Treasury Secretary Janet Yellen told a subcommittee of the House Appropriations Committee Thursday (March 23): “Certainly, we would be prepared to take additional actions if warranted,” Bloomberg reported Thursday.
That statement was added to remarks that were otherwise largely similar to those Yellen delivered to a Senate hearing a day earlier, in which she said that Treasury officials had not considered a temporary expansion of federal insurance to all U.S. bank accounts, adding that this would require congressional legislation, according to the report.
Those remarks had shaken investors Wednesday (March 22), and the statement about taking additional actions seemed to be aimed at reassuring them, the report said.
In the wake of this month’s collapses of banks that faced rapid withdrawals of large amounts of deposits by anxious customers, investors are closely watching regulators’ remarks on the likelihood of the extension of federal deposit insurance, per the report.
It was reported Monday (March 20) that federal officials were examining ways to expand deposit protections to halt a possible financial meltdown.
Staff members at the U.S. Treasury Department were studying whether regulators have the authority to temporarily insure deposits above the traditional $250,000 limit without congressional approval, Bloomberg reported Monday.
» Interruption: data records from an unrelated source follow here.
PR #5040, opened 2017-09-19
Updates to web storage articles

wibblymat:
@Meggin this article fell out of the Snapshot work


src/content/en/fundamentals/instant-and-offline/web-storage/storing-user-generated-content.md
```diff
@@ -0,0 +1,109 @@
+project_path: /web/_project.yaml
+book_path: /web/fundamentals/_book.yaml
+description: Learn how to store user generated content like images, media, and data files in a progressively enhanceable way.
+
+{# wf_updated_on: 2017-09-25 #}
+{# wf_published_on: 2017-09-25 #}
+{# wf_tags: indexeddb #}
```
ebidel: needs `wf_blink_components`

petele:
@addyosmani - where does this fit in the new perf/loading IA?

petele:
@jpmedley - would you please do a review on this?

src/content/en/fundamentals/instant-and-offline/web-storage/storing-user-generated-content.md
```diff
@@ -0,0 +1,109 @@
...
+    }
+
+The other direction is slightly more involved, and is an asynchronous process. You can use a
+`FileReader` object to read the blob as an `ArrayBuffer`. When the reading is finished a `loadend`
+event is triggered on the reader. You can wrap this process in a `Promise` like so:
+
+    function blobToArrayBuffer(blob) {
+      return new Promise((resolve, reject) => {
+        const reader = new FileReader();
+        reader.addEventListener('loadend', async (e) => {
```
beaufortfrancois: I believe you don't need `async`

beaufortfrancois: As you don't use `e`, you may want to omit it as well.

```js
    reader.addEventListener('loadend', () => {
      resolve(reader.result);
    });
```

Meggin:
Proposed new approach for the doc:

**Purpose**
This doc shows developers how to cache data when offline and then sync that data with the server once online again

In the intro, you would explain that the recommended way to cache data offline is to use service workers with Cache API. However, not all browsers support this, and the doc will provide work-around strategies with indexedDB to acommondate this.

**First section**
The first section should cover determining the file types that need to be cached and coming up with a caching strategy for those file types. There’s quite a bit of docs on caching strategies that you could summarize briefly and point to, but at the very least, you are making the developer aware that they need to have made this decision before they jump in.

The doc does mention that this doc covers storage of larger file types, but I’m kind of wondering what the other types of common storage might be and the solutions for those too.  If it really is just for larger files, then I think we need to make sure this is clear in the purpose.

**Second section**
You should explain how the developer needs to determine if service workers are supported in the browser, and target storage to Cache API if it is, or else target indexedDB if service workers aren’t supported. I recommend showing the check for this.

And this is a chance to explain the two different cache storage options, why one is better than the other, briefly, with the main focus on checking browser compatibility.

**Third section**
This section will cover how to cache data in either Cache API or indexedDB depending on the browswer support. I recommend replacing the very basic code for Cache API with code from a viewable working app, such as snapshot.

And I’d include the code for storing in Cache API, and equivalent code for storing the exact same data in indexedDB. That parallel sample is quite useful to developers.

**Fourth section**
Show how to test that the caching is working. This would cover going into DevTools and showing that a file has been cached either in Cache API if service worker supported or in indexedDB if not. A screenshot is great for this-- and you can show the either or easy enough.

**Fifth section**
Explain how to sync cached data to the server from either Cache API or indexedDB and back it up with two samples. This is a good section to cover version control in as well. And you should also show how to delete the data item from the cache once it’s been stored. 

This might be an instance where Workbox could greatly simplify the work developers have to do, as I think does a lot for syncing and version control.

Meggin:
Some questions:

- The doc says this: “This article focuses on storing larger items”. Is there a totally different way to cache and sync smaller items? If so, why not mention that here and link to a doc on it. If this doc is only about storing certain file types, you should explicitly call that out and it would be helpful to provide resources for other types of content developers might want to store and how to handle it differently.

- The doc says ‘Since the content is in a URL’. Maybe this has something to do with the above question-- you are talking about content that’s been uploaded, like a file or something, and so it has a URL. As mentioned above, you need to be more explicit about what types of content you are covering in the doc, as well as types of content that are outside the scope.

- What’s a good way to connect a local URL to a real global URL on the server? I’d like to see a specific code snippet on how to do this elegantly.

- When covering poor performance for IndexedDB, the doc mentions that the Cache API response body doesn’t include the body, the body is streamed in later. Is there a way to access response.body? Does the developer presumably need to write the code to stream the body later? If so, this is very important to cover in the doc with a code snippet. 

- Is it necessary to convert an ArrayBugger to a blob? Can you just store the array? Is there a reason why it’s better to do this conversion?
- How do I go about storing the object in indexedDB once I’ve converted it to a blob? Can you also point me to lots of good docs on indexedDB.

PaulKinlan:
Just to add on top of Meggin's comments. 

I need to be able to take away something actionable. I am cool with this article being about storing large objects in the client. But... Cache API does not work in anything but Blink and Firefox at the moment, so indexeddb is the only solution and we don't show any real code about what to persist and how to persist it given that we can't store a blob in iOS, how should the user recreate that in an objectStore? Cache API doesn't allow querying outside of get and set of an object, in snapshot you display a list of images that have been stored, how should we structure that in the indexeddb?

wibblymat:
@PaulKinlan @Meggin 
After consulting with you both, I have changed direction. Instead of introducing a new article here, I will put the content that I wanted to add (i.e. devs should use IDB because it is cross-platform, but need to convert Blobs to ArrayBuffers) into the existing articles.

I will do another PR for a new article about syncing from client to server using background sync.

I want to try to address the rest of the comments about actionable content and adding more code samples. I think that this might best be served by adding two new (missing) articles to the section - one showing how to use the CacheStorage API, and another showing how to use IDB. They can both be practical, code oriented articles.

We can do more work on this section over time to make the rest of the articles more practical, too.

WDYT?

wibblymat:
Rebased onto the new IA. Added the Cache API doc.

The warning from the bot is about a line that I don't intend to fix. The line is a single opening `<a>` tag, and wrapping it any further will make the doc harder to read, not easier.

src/content/en/fundamentals/instant-and-offline/web-storage/cache-api.md
```diff
@@ -0,0 +1,248 @@
...
+The API can be accessed from a window, iframe, worker, or service worker.
+
+## What can be stored
+
+The caches only store pairs of `Request` and `Response` objects, representing HTTP requests and
+responses, respectively. However, the requests and responses can contain any kind of data that can
+be transferred over HTTP.
+
+Generally speaking, if you are using the API for generic storage, your `Request` objects will not
+need more data than just the URL to be used as a key.
```
Meggin: Sentence reads a bit funny. How about something like:

If you are using the Cache API for generic storage, store the URL for the `Request` object:

src/content/en/fundamentals/instant-and-offline/web-storage/cache-api.md
```diff
@@ -0,0 +1,248 @@
...
+
+## Searching
+
+The Cache API does not provide a way to search for requests or responses except for matching entries
+against a `Response` object. However, you can implement your own search using the features that are
+available.
+
+### Filtering
+
+One way is to iterate over all entries and filter down to the ones that you want. Let's say that you
```
Meggin: Link your first sentences back up to the intro, something like:

One way to implement your own search is to iterate over all the entries...

src/content/en/fundamentals/instant-and-offline/web-storage/cache-api.md
```diff
@@ -0,0 +1,248 @@
...
+        }
+      }
+
+      return result;
+    }
+
+This way you can use any property of the `Request` and `Response` objects to filter the entries.
+Note that this will, of course, be slow if you search over large sets of data.
+
+### Creating an index
```
Meggin: Add a connector to the intro:

Another way to implement your own search is to maintain a separate index of...

src/content/en/fundamentals/instant-and-offline/web-storage/cache-api.md
```diff
@@ -0,0 +1,248 @@
...
+
+The other way is to maintain a separate index of entries that can be searched, stored in IndexedDB.
+Since this is the kind of operation that IndexedDB was designed for it will have much better
+performance with large numbers of entries.
+
+If you store the URL of the `Request` alongside the searchable properties then you can easily
+retrieve the correct cache entry after doing the search.
```
Meggin: Add mentioned before, it is good to show the IndexedDB code.

src/content/en/fundamentals/instant-and-offline/web-storage/cache-api.md
```diff
@@ -0,0 +1,248 @@
...
+
+## Adding to a cache
+
+There are three ways to add an item to a cache. All three methods return a `Promise`.
+
```
Meggin: Introduce the three methods in the intro, and then create three subsections that cover each of them. It's a bit easier to follow when you've put the three ways into their own subsections with titles that call them out.

src/content/en/fundamentals/instant-and-offline/web-storage/cache-api.md
```diff
@@ -0,0 +1,248 @@
...
+The first is to use `cache.put(request, response)`. `request` is either a `Request` object or a
+string - if it is a string, then `new Request(request)` will be used instead. `response` must be a
```
Meggin: General comment to avoid future tense and replace it with active voice.

So something like:

If it is a string, use `new Request(request)` instead.

src/content/en/fundamentals/instant-and-offline/web-storage/cache-api.md
```diff
@@ -0,0 +1,248 @@
...
+`Response`. This pair will be stored in the cache.
```
Meggin: Another example of 'will' future tense. Use something like: 'This pair is stored in the cache.

src/content/en/fundamentals/instant-and-offline/web-storage/index.md
```diff
@@ -179,15 +192,16 @@ many browsers as possible and which offer asynchronous call models, to maximize
 interoperability with the UI. These criteria lead naturally to the following
 technology choices:
 
-* For device local key/value storage use the Cache API.
+* For making your application itself available offline, use the Cache API. This API is available in
```
Meggin: This is a run-on sentence and hard to parse. Try something like:

For offline storage, use the Cache API. This API is available in any browser that supports Service Worker technology necessary for creating offline apps. The Cache API is ideal for storing resources associated with a known URL.

src/content/en/fundamentals/instant-and-offline/web-storage/index.md
```diff
@@ -179,15 +192,16 @@ many browsers as possible and which offer asynchronous call models, to maximize
...
+  any browser that supports the core Service Worker technology that is necessary for offline apps,
+  and is ideal for storing resources that are associated with a known URL
 
-* For device local structured storage: use IndexedDB.
+* For storing application state and user-generated content use IndexedDB. This enables users to work
```
Meggin: Small nit-- add missing comma before 'use IndexedDB'.

wibblymat:
@Meggin resolved almost everything you mentioned, including going through and removing every instance of 'will'. I get confused about active versus passive voice, so it's possible that this doesn't completely fix the problem - let me know.

The one thing I haven't done yet is add some code for storing a search index in IndexedDB. I'm still working on that alongside the IndexedDB counterpart of the Cache API article.

src/content/en/fundamentals/instant-and-offline/web-storage/index.md
```diff
@@ -179,15 +192,16 @@ many browsers as possible and which offer asynchronous call models, to maximize
 interoperability with the UI. These criteria lead naturally to the following
 technology choices:
 
-* For device local key/value storage use the Cache API.
+* For offline storage, use the Cache API. This API is available in any browser that supports Service
```
Meggin: Small nit-- make Service Worker technology link to https://jakearchibald.github.io/isserviceworkerready/.

src/content/en/fundamentals/instant-and-offline/web-storage/index.md
```diff
@@ -223,6 +237,6 @@ of interest:
 
 * Deep Dive: IndexedDB (coming soon)
 
-* Deep Dive: Cache API (coming soon)
+* [Deep Dive: Cache API](cache-api)
```
Meggin: So I only just now saw that we have a list of docs that are coming soon-- this is weird to me. Just how long does coming soon imply? I'd be inclined to delete the whole list, and just link to Cache API doc, as mentioned in other comment, above.

src/content/en/fundamentals/instant-and-offline/web-storage/index.md
```diff
@@ -179,15 +192,16 @@ many browsers as possible and which offer asynchronous call models, to maximize
 interoperability with the UI. These criteria lead naturally to the following
 technology choices:
 
-* For device local key/value storage use the Cache API.
+* For offline storage, use the Cache API. This API is available in any browser that supports Service
+Worker technology necessary for creating offline apps. The Cache API is ideal for storing resources
```
Meggin: Small nit: make 'Cache API' a link to new cache API doc.

wibblymat:
Done, thanks @Meggin!

wibblymat:
All reviews dealt with. The last remaining warning is about a line that is a single `<a>` tag. I don't believe that wrapping it any further will make the document easier to read for anyone.

Dismissing the reviews was apparently a mistake, since it leaves the PR still unable to be merged by me. @petele @kosamari, since you will be the next committers awake :)

wibblymat:
@petele @Meggin @kosamari ping.

I believe that everything is good here but that I messed up when I mistakenly dismissed the reviews. I think this just needs merging by someone with commit access.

The report comes amid a flurry of activity among legislators around the collapses of Silicon Valley Bank and Signature Bank, both of which were taken over by the Federal Deposit Insurance Corporation (FDIC) this month.
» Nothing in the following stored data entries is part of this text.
PR #5044, opened 2017-09-20
headless: update chromedriver note

ebidel:


JKereliuk:
I think the example is still a bit misleading, for example here:

`const chromeCapabilities = webdriver.Capabilities.chrome();
chromeCapabilities.set('chromeOptions', {
  binary: PATH_TO_CANARY // Screenshots require Chrome 60. Force Canary.
  'args': [
    '--headless',
  ]
});`

The comment implies that Canary is required, but this will work with the current stable release.
What do you think?

ebidel:
@JKereliuk good call, missed those. How about now?

src/content/en/updates/2017/04/headless-chrome.md
```diff
@@ -391,9 +391,9 @@ examples below to get you started.
 #### Using ChromeDriver
 
 [ChromeDriver](https://sites.google.com/a/chromium.org/chromedriver/) 2.3.0
```
JKereliuk: nit: we refer to versions in the format 2.30 and not 2.3.0

ebidel: done

src/content/en/updates/2017/04/headless-chrome.md
```diff
@@ -391,9 +391,9 @@ examples below to get you started.
...
-supports Chrome 59 and later and works with headless Chrome. In some cases, you may need
-Chrome 60 to work around bugs. For example, there are known issues with taking
-screenshots in Chrome 59.
+was the first version to support Chrome 59 and work with headless Chrome,
+but you'll want Chrome 61 to work around screenshot bugs. The good news
+is that more recent versions of ChromeDriver (2.3.2) work with Chrome 61!
```
JKereliuk: nit: 2.3.2 should be 2.32

ebidel: done :)

JKereliuk:
Was just about to comment on the paragraph, but just saw that you changed it to something like what I was going to suggest!

LGTM, thanks for being quick to respond :)

src/content/en/updates/2017/04/headless-chrome.md
Hexcles: Thanks for the change! It's a lot less intimidating to use ChromeDriver with headless Chrome now.

I'm a bit confused by this paragraph. It says ChromeDriver 2.3.0 "supports" Chrome 59, but needs Chrome 61 because of some bugs, and then says there's this new ChromeDriver 2.3.2 which also works with Chrome 61.

IMHO it'd be much clearer if we only mention the latest and working versions, especially since 61 is stable now. Something like:

> [ChromeDriver](https://sites.google.com/a/chromium.org/chromedriver/) supports headless Chrome. ChromeDriver 2.3.2 and Chrome 61 are the minimum versions required because there were screenshot bugs in older versions.

(Of course the wording could use some improvement!)

ebidel: Yea, I already changed it to this:

`[ChromeDriver](https://sites.google.com/a/chromium.org/chromedriver/) 2.32 uses Chrome 61 and works well with headless Chrome.`

Hexcles:
Ditto. I didn't see the new change while writing the comment. That was fast! Thanks!

PR #544, opened 2016-05-31
V1 npm

trusktr:
This works towards supporting the repo itself as an NPM package, so that it's possible to put something like

```json
"webcomponentsjs": "webcomponents/webcomponentsjs#v1"
```

inside of a dependent's package.json `dependencies`.

This is needed so we can import the `v1` branch from GitHub into a project by doing

```bash
npm install
```
```js
import `webcomponents.js`
```

instead of

```bash
npm install
cd node_modules/webcomponents.js
gulp build
```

Reps. Patrick McHenry and French Hill, the chair and vice chairman of the House Financial Services Committee, wrote to the President Joe Biden administration Wednesday, demanding detailed information on the response to the bank failures.
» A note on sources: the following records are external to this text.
PR #545, opened 2016-05-31
NPM support.

trusktr:
This works towards supporting the repo itself as an NPM package, so that it's possible to put something like

``` json
"webcomponents.js": "webcomponents/webcomponentsjs#v1"
```

inside of a dependent's package.json `dependencies`.

This is needed so we can import the `v1` branch from GitHub into a project by doing

``` bash
npm install
```

``` js
import `webcomponents.js`
```

instead of

``` bash
npm install
cd node_modules/webcomponents.js
gulp build
```

``` js
import `webcomponents.js/dist/webcomponents.js`
```

I tested this by renaming the package to random `test-aksdfhasdfkjqhwecuasdfkashjf` and publishing: https://www.npmjs.com/package/test-aksdfhasdfkjqhwecuasdfkashjf

This means that running `npm publish` will automatically build before publishing, and will only publish the `dist` folder, and `require('webcomponents.js')` will load the dist file.

This is also useful for `npm link` workflows, as that will also run `npm install && npm prepublish` behind the scenes in order to make local development easier.

### DIFF
--- a/.npmignore
+++ b/.npmignore
@@ -1,0 +1,6 @@
+/*
+!/dist
+!/CONTRIBUTING.md
+!/LICENSE.md
+!/README.md
+!/package.json
--- a/externs/html5.js
+++ b/externs/html5.js
@@ -1,0 +1,1 @@
+MutationObserver.prototype.takeRecords = function() {};
--- a/gulpfile.js
+++ b/gulpfile.js
@@ -12,17 +12,19 @@
 
 'use strict';
 
-var
-  audit = require('gulp-audit'),
-  concat = require('gulp-concat'),
-  exec = require('child_process').exec,
-  fs = require('fs'),
-  gulp = require('gulp'),
-  header = require('gulp-header'),
-  path = require('path'),
-  runseq = require('run-sequence'),
-  uglify = require('gulp-uglify')
-;
+var audit = require('gulp-audit');
+var compilerPackage = require('google-closure-compiler');
+var concat = require('gulp-concat');
+var exec = require('child_process').exec;
+var fs = require('fs');
+var gulp = require('gulp');
+var header = require('gulp-header');
+var path = require('path');
+var rename = require('gulp-rename');
+var runseq = require('run-sequence');
+var uglify = require('gulp-uglify');
+
+var closureCompiler = compilerPackage.gulp();
 
 // init tests with gulp
 require('web-component-tester').gulp.init(gulp);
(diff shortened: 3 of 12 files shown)


trusktr:
I tested this by renaming the package to random `test-aksdfhasdfkjqhwecuasdfkashjf` and publishing: https://www.npmjs.com/package/test-aksdfhasdfkjqhwecuasdfkashjf

trusktr:
This means that running `npm publish` will automatically build before publishing, and will only publish the `dist` folder, and `require('webcomponents.js')` will load the dist file.

trusktr:
This is also useful for npm link workflow, as that will also run npm install && npm prepublish behind the scenes in order to make local development easier.

trusktr:
I haven't checked how this affects the Bower workflow though, but I'd encourage end users to use NPM + Webpack/Browserify/etc and transition away from Bower.

trusktr:
Oops, after installing a second time, the dist folder doesn't appear to be there. Let me see...

trusktr:
Oh, because installing from GitHub doesn't run the `prepublish` script. Hmmm...

trusktr:
Well, apparently ["patches welcome"](https://github.com/npm/npm/issues/3055) on NPM to make that work. So, what I'll do for now is just publish to a new NPM repo temporarily, `@trusktr/webcomponents.js`.

trusktr:
No luck yet. Will post back when it works.

justinfagnani:
We're already published on npm at: https://www.npmjs.com/package/webcomponents.js

justinfagnani:
I read too fast and skipping the github dependency part. It seems very common to build to a dist folder and publish from there. I assume that this always breaks github dependencies, and so people check out the repo and `npm link`. Is that a usable workaround for you?

trusktr:
That workaround is a bit more involved. It'd be nice to simply list the `repo#commit` in package.json.

I'll get back to testing this change, I wasn't able to get `customElements.define` to work for some reason, not sure if it's because I'm importing the v1 files directly (not the dist files, since `gulp build` doesn't build the v1 files yet, so that change can also be made in this PR).

Or, maybe I'm using the API wrong? I previously had something like this with v0:

```js
class MyElement extends HTMLElement {
  // ..
}

export default
document.registerElement('my-element', MyElement)
```

which I converted to the following which caused the element to stop being upgraded (as if I never registered it):

```js
export default
class MyElement extends HTMLElement {
  // ..
}

customElements.define('my-element', MyElement)
```

If I understand v1, the major difference is that the original constructor can be used unlike with v0 where the constructor needs to be received from the `registerElement` call, which is why in the second example I am exporting the original class directly rather than taking a value from the `define` call (which is undefined).

Am I doing it correctly?

trusktr:
Oh, and I'm importing v1 like this:

```js
import 'webcomponents.js-v1/src/CustomElements/v1/native-shim'
import 'webcomponents.js-v1/src/CustomElements/v1/CustomElements'
```

where `webcomponents.js-v1` is the package on NPM that I'm using to test these changes. I was going to import from `dist`, but then I realized `gulp build` hadn't handled the v1 files yet.

TimvdLippe:
The polyfills are now published on NPM, so this issue should be resolved now.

McHenry of North Carolina and Hill of Arkansas also wrote to Yellen, asking for more clarification on the government’s decision to declare the banks a “systemic risk” when announcing the takeover.
The House Financial Service Committee has scheduled a hearing on the banking crisis for Wednesday (March 29).
The committee is set to hear from Martin Gruenberg, chair of the board of directors at the FDIC; Michael S. Barr, vice chair for supervisors at the Federal Reserve’s board of governors; and Nellie Liang, the Treasury Department’s undersecretary for domestic finance.